- _Task directions_:
Read through the data and report every line in which the word "Operation" occurs.

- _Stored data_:
☆ ☆ ☆

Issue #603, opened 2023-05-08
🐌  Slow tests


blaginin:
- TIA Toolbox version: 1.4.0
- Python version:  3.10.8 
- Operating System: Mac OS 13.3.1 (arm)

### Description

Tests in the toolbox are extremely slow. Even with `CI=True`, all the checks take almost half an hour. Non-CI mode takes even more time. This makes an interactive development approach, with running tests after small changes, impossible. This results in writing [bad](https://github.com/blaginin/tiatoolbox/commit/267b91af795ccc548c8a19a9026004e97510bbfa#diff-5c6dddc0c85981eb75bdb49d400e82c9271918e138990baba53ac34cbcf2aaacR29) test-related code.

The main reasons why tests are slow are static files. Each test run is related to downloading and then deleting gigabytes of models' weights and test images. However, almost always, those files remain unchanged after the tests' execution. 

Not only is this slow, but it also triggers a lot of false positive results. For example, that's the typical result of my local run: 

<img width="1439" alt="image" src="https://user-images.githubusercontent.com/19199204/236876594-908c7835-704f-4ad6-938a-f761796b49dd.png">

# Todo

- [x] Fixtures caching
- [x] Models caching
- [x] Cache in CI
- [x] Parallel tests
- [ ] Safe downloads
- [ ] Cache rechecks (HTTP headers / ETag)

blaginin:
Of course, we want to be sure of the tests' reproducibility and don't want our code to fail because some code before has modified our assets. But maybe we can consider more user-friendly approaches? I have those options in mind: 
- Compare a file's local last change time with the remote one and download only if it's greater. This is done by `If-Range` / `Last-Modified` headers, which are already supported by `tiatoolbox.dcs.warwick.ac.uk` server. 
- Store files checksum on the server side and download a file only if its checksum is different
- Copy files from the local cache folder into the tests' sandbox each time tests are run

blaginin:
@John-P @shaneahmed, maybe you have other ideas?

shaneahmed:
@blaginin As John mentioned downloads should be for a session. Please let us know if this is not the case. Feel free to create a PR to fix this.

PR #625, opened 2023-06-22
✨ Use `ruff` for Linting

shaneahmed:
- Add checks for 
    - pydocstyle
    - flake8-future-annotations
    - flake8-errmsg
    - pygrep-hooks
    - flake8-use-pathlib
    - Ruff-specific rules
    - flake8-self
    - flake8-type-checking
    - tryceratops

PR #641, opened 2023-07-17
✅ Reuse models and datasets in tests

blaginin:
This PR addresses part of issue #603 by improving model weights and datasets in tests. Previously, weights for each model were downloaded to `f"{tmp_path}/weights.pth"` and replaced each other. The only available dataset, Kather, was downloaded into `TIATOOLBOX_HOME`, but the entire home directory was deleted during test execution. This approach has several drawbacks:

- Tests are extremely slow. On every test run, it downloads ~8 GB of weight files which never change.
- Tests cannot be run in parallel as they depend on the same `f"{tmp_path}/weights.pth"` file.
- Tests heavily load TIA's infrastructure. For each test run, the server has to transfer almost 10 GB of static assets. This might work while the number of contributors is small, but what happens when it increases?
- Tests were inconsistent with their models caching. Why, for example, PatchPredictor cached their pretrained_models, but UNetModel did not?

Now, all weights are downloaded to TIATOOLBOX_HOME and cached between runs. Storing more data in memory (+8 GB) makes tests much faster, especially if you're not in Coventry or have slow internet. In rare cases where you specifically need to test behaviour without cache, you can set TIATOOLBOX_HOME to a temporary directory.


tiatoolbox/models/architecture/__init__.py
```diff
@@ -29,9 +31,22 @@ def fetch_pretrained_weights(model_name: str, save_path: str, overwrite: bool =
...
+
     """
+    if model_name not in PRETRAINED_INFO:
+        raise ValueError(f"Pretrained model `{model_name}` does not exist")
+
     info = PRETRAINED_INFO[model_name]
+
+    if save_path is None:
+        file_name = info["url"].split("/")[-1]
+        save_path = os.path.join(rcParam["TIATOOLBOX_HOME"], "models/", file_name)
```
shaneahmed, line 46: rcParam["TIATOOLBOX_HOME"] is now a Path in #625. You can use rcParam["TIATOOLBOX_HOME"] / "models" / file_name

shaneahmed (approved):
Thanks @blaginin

☆ ☆ ☆

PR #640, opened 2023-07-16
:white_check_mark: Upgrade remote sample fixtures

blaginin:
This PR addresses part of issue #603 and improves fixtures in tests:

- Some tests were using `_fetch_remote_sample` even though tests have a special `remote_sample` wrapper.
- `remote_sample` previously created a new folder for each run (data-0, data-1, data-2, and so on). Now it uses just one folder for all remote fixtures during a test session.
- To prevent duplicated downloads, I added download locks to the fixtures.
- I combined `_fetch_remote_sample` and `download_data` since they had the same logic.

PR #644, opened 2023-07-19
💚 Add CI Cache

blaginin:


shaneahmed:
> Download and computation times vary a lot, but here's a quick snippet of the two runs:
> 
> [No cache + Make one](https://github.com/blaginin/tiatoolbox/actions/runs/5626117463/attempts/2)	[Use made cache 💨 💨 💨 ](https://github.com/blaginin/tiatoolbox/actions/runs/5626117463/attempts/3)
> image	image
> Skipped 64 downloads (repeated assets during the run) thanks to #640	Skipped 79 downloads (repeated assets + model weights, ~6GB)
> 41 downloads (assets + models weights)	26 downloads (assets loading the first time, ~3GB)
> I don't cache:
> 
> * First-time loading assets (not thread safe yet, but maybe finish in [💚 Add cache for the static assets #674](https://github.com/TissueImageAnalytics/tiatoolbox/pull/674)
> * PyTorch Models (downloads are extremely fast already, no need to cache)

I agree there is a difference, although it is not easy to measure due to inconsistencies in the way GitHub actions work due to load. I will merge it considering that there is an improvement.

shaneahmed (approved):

☆ ☆ ☆

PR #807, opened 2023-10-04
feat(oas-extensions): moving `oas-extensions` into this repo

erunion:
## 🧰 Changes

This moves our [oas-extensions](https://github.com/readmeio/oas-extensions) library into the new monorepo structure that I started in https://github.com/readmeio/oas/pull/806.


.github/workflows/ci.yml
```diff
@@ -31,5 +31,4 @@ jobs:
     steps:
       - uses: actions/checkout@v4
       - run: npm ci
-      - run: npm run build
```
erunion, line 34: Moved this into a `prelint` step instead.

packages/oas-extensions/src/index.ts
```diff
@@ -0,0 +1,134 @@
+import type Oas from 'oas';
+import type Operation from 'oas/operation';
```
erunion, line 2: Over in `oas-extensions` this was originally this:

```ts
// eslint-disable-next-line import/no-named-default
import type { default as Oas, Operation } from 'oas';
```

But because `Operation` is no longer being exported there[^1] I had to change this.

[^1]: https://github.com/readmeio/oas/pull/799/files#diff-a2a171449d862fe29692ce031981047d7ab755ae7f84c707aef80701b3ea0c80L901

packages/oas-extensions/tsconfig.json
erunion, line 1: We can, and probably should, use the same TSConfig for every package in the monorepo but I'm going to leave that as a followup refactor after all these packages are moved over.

☆ ☆ ☆

- _Exercise result_:
+import type Operation from 'oas/operation';
import type { default as Oas, Operation } from 'oas';
But because `Operation` is no longer being exported there[^1] I had to change this.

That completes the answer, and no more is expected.